Intro
This is a task to recap and record the outcome of the 2022 SRE Summit session "Adoption of aarch64 (aka arm64) in WMF production?"
For the rest of this task, consider the terms aarch64, arm64 and arm/ARM as interchangeable. For those interested:
- aarch64 is the 64-bit of the ARM CPU architecture introduced with ARMv8-A. It is also the target of various GNU tools and used to be the name of an LLVM backend.
- ARM64/arm64 is the architecture as defined by various OS, including Debian Linux, Mac OS and Windows.
- ARM is the company that designs CPUs. Sometimes written as arm.
Problem statement
Our breakout session was split in 4 parts.

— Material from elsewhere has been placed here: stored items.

PR #867, opened 2024-07-23
Update blf-logger-with-audio.sh script to support different logger launch file

giotherobot:
In addition add default values to bot arguments.

### DIFF
--- a/devices/YarpRobotLoggerDevice/scripts/blf-logger-with-audio.sh
+++ b/devices/YarpRobotLoggerDevice/scripts/blf-logger-with-audio.sh
@@ -1,6 +1,7 @@
 #!/usr/bin/env bash
 
-input_port_audio=$1
+input_port_audio=${1:-/icub/microphone/audio:o}
+launch_file=${2:-launch-yarp-robot-logger.xml}
 
 # Function to handle SIGINT signal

First part was a quick overview of the problem.
Tasks tagged ARM support, snippets of conversations between WMF devs as well as industry announcements were showcased to help everyone understand the issue at hand, namely that running amd64 workloads (mostly OCI images right now) under emulation (transparent to the user or not) on arm64 is extremely slow and leads at failures due to extremely long execution times.

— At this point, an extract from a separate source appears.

PR #868, opened 2024-07-24
Add method to get joint limits from control board

LoreMoretti:
This PR add a member function to get the joint limits of the actuated joints. Also the related python bindings are added.


src/RobotInterface/YarpImplementation/include/BipedalLocomotion/RobotInterface/YarpRobotControl.h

Most identified current use cases suffering
- CI
- Deployment pipeline
- General mediawiki developers
We reached the understanding that up to now, developers have been meeting this problem seldomly but we are at the critical point where they will start to meet it way more. They are coming up with (and sharing nonetheless) ad-hoc/custom solutions to solve it, all of them reproducing locally what we could be having in our infrastructure.
With an eye to the future, it was noted that their might be workloads in production that could benefit from either ARM performance being overall better there, ARM performance per watt being better, or just ARM's better power consumption for those workloads. Grafana power usage graphs per cluster were showcased as a possible way to identify the lowest hanging fruit.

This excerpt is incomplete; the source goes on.